'İşte siz busunuz...'


Avukatlardan AKP'ye 'İşte sen busun' dersi...
 
SivriSinekCaz
Mustafa MUTLU

SivriSinekCazİktidar, bugün kavga ettiği cemaatle omuz omuza vererek, on bir yılda devletin ve sivil toplumun bütün önemli kurumlarını ele geçirdi.

Hepsini tek tek saymama gerek yok; çünkü zaten biliyorsunuz!

Geçiremediklerini ise (Türkiye Mimar ve Mühendis Odaları Birliği örneğinde olduğu gibi) işlevsizleştirmeye çalıştı, bunun için yasa bile çıkardı!

Ama yiğidi öldürüp haklarını verelim; iktidar, sadece bir meslek grubunun onurlu ve güçlü direnişi karşısında çaresiz kaldı:

Avukatlar!

***

Yargının üç ayağından biri olan "savunma"nın temsilcileri, "savunma" işini gerçekten çok iyi bildiklerini ve yaptıklarını kanıtladılar!

Cumhuriyetimizin tüm kavramları değersizleştirilirken...

Asırlık kurumlarımızın, içi boşaltılırken...

Devletin tabelalarındaki "TC" ifadesi bile kaldırılırken...

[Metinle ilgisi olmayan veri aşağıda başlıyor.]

PR #1694, opened 2018-03-23
Remove message content from JS client logging

JamesNK:
https://github.com/aspnet/SignalR/issues/1449

### DIFF
--- a/clients/ts/signalr/src/HubConnection.ts
+++ b/clients/ts/signalr/src/HubConnection.ts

Bir-iki istisna dışında tüm barolar ve Türkiye Barolar Birliği, hukukun üstünlüğünü ve yargı bağımsızlığını savunmaktan bir an bile vazgeçmedi!

***

Doğal olarak da herkesin yarı beline kadar eğildiği böyle bir dönemde, bu onurlu hukukçular aslanlar gibi ön plana çıktılar.

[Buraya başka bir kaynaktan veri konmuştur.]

PR #1695, opened 2018-03-23
Fallback for TS client

mikaelm12:
Still needs tests.

### DIFF
--- a/clients/ts/FunctionalTests/ts/HubConnectionTests.ts
+++ b/clients/ts/FunctionalTests/ts/HubConnectionTests.ts
@@ -567,7 +567,6 @@ describe("hubConnection", () => {
         } catch (e) {
             fail(e);
         }
-
     });
 
     function getJwtToken(url): Promise<string> {
--- a/clients/ts/FunctionalTests/ts/HubConnectionTests.ts
+++ b/clients/ts/FunctionalTests/ts/HubConnectionTests.ts
@@ -560,8 +560,9 @@ describe("hubConnection", () => {
         try {
             await hubConnection.start();
 
-            // Make sure that we connect with SSE.
-            expect(await hubConnection.invoke("GetActiveTransportName")).toEqual("ServerSentEvents" || "LongPolling");
+            // Make sure that we connect with SSE or LongPolling after Websockets fail
+            const transportName = await hubConnection.invoke("GetActiveTransportName");
+            expect(transportName === "ServerSentEvents" || transportName === "LongPolling").toBe(true);
             (window as any).WebSocket = oldWebSocket;
             done();
         } catch (e) {
--- a/clients/ts/FunctionalTests/ts/HubConnectionTests.ts
+++ b/clients/ts/FunctionalTests/ts/HubConnectionTests.ts
@@ -563,10 +563,11 @@ describe("hubConnection", () => {
             // Make sure that we connect with SSE or LongPolling after Websockets fail
             const transportName = await hubConnection.invoke("GetActiveTransportName");
             expect(transportName === "ServerSentEvents" || transportName === "LongPolling").toBe(true);
-            (window as any).WebSocket = oldWebSocket;
-            done();
         } catch (e) {
             fail(e);
+        } finally {
+            (window as any).WebSocket = oldWebSocket;
+            done();
         }
     });
 
--- a/clients/ts/FunctionalTests/ts/HubConnectionTests.ts
+++ b/clients/ts/FunctionalTests/ts/HubConnectionTests.ts
@@ -544,7 +544,7 @@ describe("hubConnection", () => {
         }
     });
 
-    it("transport falls back from WebSockets to SSE", async (done) => {
+    it("transport falls back from WebSockets to SSE or LongPolling", async (done) => {
         // Replace Websockets with a function that just
         // throws to force fallback.
         const oldWebSocket = (window as any).WebSocket;
@@ -561,7 +561,7 @@ describe("hubConnection", () => {
             await hubConnection.start();
 
             // Make sure that we connect with SSE.
-            expect(await hubConnection.invoke("GetActiveTransportName")).toEqual("ServerSentEvents");
+            expect(await hubConnection.invoke("GetActiveTransportName")).toEqual("ServerSentEvents" || "LongPolling");
             (window as any).WebSocket = oldWebSocket;
             done();
         } catch (e) {
--- a/clients/ts/FunctionalTests/ts/HubConnectionTests.ts
+++ b/clients/ts/FunctionalTests/ts/HubConnectionTests.ts
@@ -544,6 +544,32 @@ describe("hubConnection", () => {
         }
     });
 
+    it("transport falls back from WebSockets to SSE", async (done) => {
+        // Replace Websockets with a function that just
+        // throws to force fallback.
+        const oldWebSocket = (window as any).WebSocket;
+        (window as any).WebSocket = () => {
+            throw new Error("Kick rocks");
+        };
+
+        const hubConnection = new HubConnection(TESTHUBENDPOINT_URL, {
+            logger: LogLevel.Trace,
+            protocol: new JsonHubProtocol(),
+        });
+
+        try {
+            await hubConnection.start();
+
+            // Make sure that we connect with SSE.
+            expect(await hubConnection.invoke("GetActiveTransportName")).toEqual("ServerSentEvents");
+            (window as any).WebSocket = oldWebSocket;
+            done();
+        } catch (e) {
+            fail(e);
+        }
+
+    });
+
     function getJwtToken(url): Promise<string> {
         return new Promise((resolve, reject) => {
             const xhr = new XMLHttpRequest();
--- a/clients/ts/signalr/src/HttpConnection.ts
+++ b/clients/ts/signalr/src/HttpConnection.ts
@@ -91,7 +91,7 @@ export class HttpConnection implements IConnection {
                     };
                 }
 
-                const negotiateResponse = await this.setNegotiationResponse(headers);
+                const negotiateResponse = await this.getNegotiationResponse(headers);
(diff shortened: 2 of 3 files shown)


clients/ts/signalr/src/HttpConnection.ts
```diff
@@ -79,39 +81,35 @@ export class HttpConnection implements IConnection {
...
                 this.url = this.baseUrl;
                 this.transport = this.constructTransport(TransportType.WebSockets);
+                // We should just call connect directly in this case.
+                // No fallback or negotiate in this case.
+                await this.transport.connect(this.url, transferFormat, this);
             } else {
                 let headers;
                 const token = this.options.accessTokenFactory();
                 if (token) {
                     headers = {
```
JamesNK: You can get rid of this variable and just assign directly to `this.headers` and use that.

clients/ts/signalr/src/HttpConnection.ts
```diff
@@ -79,39 +81,35 @@ export class HttpConnection implements IConnection {
...
                         ["Authorization"]: `Bearer ${token}`,
                     };
+                    this.headers = headers;
                 }
 
                 const negotiatePayload = await this.httpClient.post(this.resolveNegotiateUrl(this.baseUrl), {
```
JamesNK: What is this for compared to the same call in `setNegotiationResponse`?

clients/ts/signalr/src/HttpConnection.ts
```diff
@@ -123,16 +121,48 @@ export class HttpConnection implements IConnection {
...
         }
 
-        for (const endpoint of availableTransports) {
+        const transports = this.negotiationResponse.availableTransports;
+        for (const endpoint of transports) {
             const transport = this.resolveTransport(endpoint, requestedTransport, requestedTransferFormat);
             if (typeof transport === "number") {
-                return this.constructTransport(transport);
+                this.transport = this.constructTransport(transport);
+                if (this.negotiationResponse.connectionId == null) {
```
JamesNK: `===` or face the wrath of the linter gods.

clients/ts/signalr/src/HttpConnection.ts
mikaelm12: Missed this

clients/ts/signalr/src/HttpConnection.ts
mikaelm12: Yeah. Was hitting scoping issues before. I'll clean this up

clients/ts/signalr/src/HttpConnection.ts
anurse: `===` FOR THE EQUALITY GODS

clients/ts/signalr/src/HttpConnection.ts
```diff
@@ -79,39 +81,28 @@ export class HttpConnection implements IConnection {
...
                 // the user tries to stop the the connection when it is being started
                 if (this.connectionState === ConnectionState.Disconnected) {
                     return;
                 }
-
-                if (this.connectionId) {
-                    this.url = this.baseUrl + (this.baseUrl.indexOf("?") === -1 ? "?" : "&") + `id=${this.connectionId}`;
-                    this.transport = this.createTransport(this.options.transport, negotiateResponse.availableTransports, transferFormat);
-                }
+                return this.createTransport(this.options.transport, transferFormat);
```
anurse: You need to `await this.createTransport(...` instead of `return`ing it. When you have an `async` function in TypeScript, you don't return a `Promise<T>`, you return a `T` and the compiler wraps everything up into a `Promise` for you. Just like in C# (partly because C# was the inspiration for async/await in TypeScript, and later ECMAScript)

anurse: If you do this, what you're actually going to end up returning is `Promise<Promise<void>>`. The problem is that JavaScript allows any object to be returned by any function, even if it's labelled `void`, so it's not an error to do this, it's just weird behavior.

clients/ts/signalr/src/HttpConnection.ts
```diff
@@ -123,16 +113,50 @@ export class HttpConnection implements IConnection {
         }
     }
 
-    private createTransport(requestedTransport: TransportType | ITransport, availableTransports: IAvailableTransport[], requestedTransferFormat: TransferFormat): ITransport {
+    private async setNegotiationResponse(headers: any): Promise<INegotiateResponse> {
```
anurse: nit: this is now `getNegotiationResponse` 🙃

clients/ts/signalr/src/HttpConnection.ts
```diff
@@ -123,16 +113,50 @@ export class HttpConnection implements IConnection {
...
         if (this.isITransport(requestedTransport)) {
             this.logger.log(LogLevel.Trace, "Connection was provided an instance of ITransport, using that directly.");
-            return requestedTransport;
+            this.transport = requestedTransport;
+            await this.transport.connect(this.url, requestedTransferFormat, this);
+
+            // only change the state if we were connecting to not overwrite
+            // the state if the connection is already marked as Disconnected
+            this.changeState(ConnectionState.Connecting, ConnectionState.Connected);
+            return Promise.resolve();
```
anurse: `async` function means just use `return` here. TypeScript manages the outer `Promise`

clients/ts/signalr/src/HttpConnection.ts
```diff
@@ -123,16 +113,50 @@ export class HttpConnection implements IConnection {
...
-                return this.constructTransport(transport);
+                this.transport = this.constructTransport(transport);
+                if (negotiateResponse.connectionId === null) {
+                    negotiateResponse = await this.setNegotiationResponse(headers);
+                    this.updateConnectionId(negotiateResponse);
+                }
+                try {
+                    await this.transport.connect(this.url, requestedTransferFormat, this);
+                    this.changeState(ConnectionState.Connecting, ConnectionState.Connected);
+                    return Promise.resolve();
```
anurse: Just use `return`, no `Promise.resolve()` needed

mikaelm12:
Added tests with @anurse's "Crazy pants" idea 😄

clients/ts/FunctionalTests/ts/HubConnectionTests.ts
```diff
@@ -544,6 +544,31 @@ describe("hubConnection", () => {
...
+
+        const hubConnection = new HubConnection(TESTHUBENDPOINT_URL, {
+            logger: LogLevel.Trace,
+            protocol: new JsonHubProtocol(),
+        });
+
+        try {
+            await hubConnection.start();
+
+            // Make sure that we connect with SSE.
```
anurse: This won't be true on IE when we test there. Let's check that it's either ServerSentEvents OR LongPolling.

mikaelm12: Good catch 👍

clients/ts/signalr/src/HttpConnection.ts
moozzyk: @mikaelm12 _All animals are equal, but some animals are more equal than others_

clients/ts/FunctionalTests/ts/HubConnectionTests.ts
```diff
@@ -544,6 +544,31 @@ describe("hubConnection", () => {
...
+            expect(await hubConnection.invoke("GetActiveTransportName")).toEqual("ServerSentEvents" || "LongPolling");
```
anurse: I don't think this works, I think you'd have to do something like

```typescript
let transportName = await hubConnection.invoke("GetActiveTransportName");
expect(transportName === "ServerSentEvents" || transportName === "LongPolling").toBe(true)
```

Truthy and falsey (the weirdest concepts in JavaScript) strike again, because `x || y` means "if `x` is truthy, it is the value of the expression, otherwise `y` is". Any non-empty string is truthy, so `"ServerSentEvents" || "LongPolling" === "ServerSentEvents"`.

JavaScript is super weird and confusing... this stuff gets everyone confused.

clients/ts/FunctionalTests/ts/HubConnectionTests.ts
```diff
@@ -544,6 +544,31 @@ describe("hubConnection", () => {
         }
     });
 
+    it("transport falls back from WebSockets to SSE or LongPolling", async (done) => {
+        // Replace Websockets with a function that just
+        // throws to force fallback.
+        const oldWebSocket = (window as any).WebSocket;
+        (window as any).WebSocket = () => {
+            throw new Error("Kick rocks");
```
davidfowl: 🤣

sergeiTrice:
I am having difficulty actually understanding any of this. Could someone please clarify what's going on?

mikaelm12:
> I am having difficulty actually understanding any of this. Could someone please clarify what's going on?

@sergeiTrice 

SignalR can communicate using one of 3 transports. Websockets, Server Sents Events or Long Polling. You can chose a specific transport to use or default to using any in the order that I listed them. If a connection fails to start with a transport it will attempt to connect again with the next transport.

mikaelm12:
The functional test I added now passes in Edge and IE

clients/ts/FunctionalTests/ts/HubConnectionTests.ts
```diff
@@ -544,6 +544,32 @@ describe("hubConnection", () => {
...
+            protocol: new JsonHubProtocol(),
+        });
+
+        try {
+            await hubConnection.start();
+
+            // Make sure that we connect with SSE or LongPolling after Websockets fail
+            const transportName = await hubConnection.invoke("GetActiveTransportName");
+            expect(transportName === "ServerSentEvents" || transportName === "LongPolling").toBe(true);
+            (window as any).WebSocket = oldWebSocket;
```
anurse: Put this in a `finally` block. If the test throws, we don't want to leave `window.WebSocket` in a broken state.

Kendi özgürlüklerini kaybetme pahasına, keyfi yargılama yapan yargıçlara gerçekleri haykırmaktan geri durmadılar!

Bu barolardan biri de hiç kuşkusuz, İstanbul Barosu...

Baro yöneticileri dün bir basın açıklaması yayınlayarak, önceki gün kendilerine hakaret eden AKP Sözcüsü Hüseyin Çelik'e demokrasi dersi vermiş...

Yöneticiler bununla da kalmayıp Çelik ve arkadaşlarını, deyim yerindeyse on iki maddeyle tanımlamışlar:

Bir: Seçim sandığının arkasına gizlenerek ülkede sivil bir darbe yapanlar...
İki: Yargıyı tehdit edip yok etmeye, kendilerine bağlamaya çalışanlar...
Üç: Devlet erkini Anayasa'ya aykırı ve gayri meşru şekilde başka güçlerle paylaşanlar...
Dört: Devlet otoritesini yok edip yerine paralel devletler yaratanlar...
Beş:
Ülkeyi bölünme noktasına getirenler...
Altı: Terör örgütleriyle uzlaşanlar...
Yedi
: Şehide kelle diyerek şehitlere, orduya ve askere hakaret edenler...
Sekiz: Kendilerine uzanan yolsuzluk iddialarını örtbas etmek ve soruşturmaları engellemek için hukuku eğip bükenler...
Dokuz: Bürokrasiyi hallaç pamuğu gibi atanlar...
On: Ülkeye fetret devri yaşatanlar...
On bir: Suriye'de kan döken çeteleri besleyip barındıranlar, silahlandıranlar...
On iki: Askeri darbenin ürünü olanlar..."

***

Evet, Hüseyin Bey...

Bu on iki maddede anlatılanların hepsi sizsiniz!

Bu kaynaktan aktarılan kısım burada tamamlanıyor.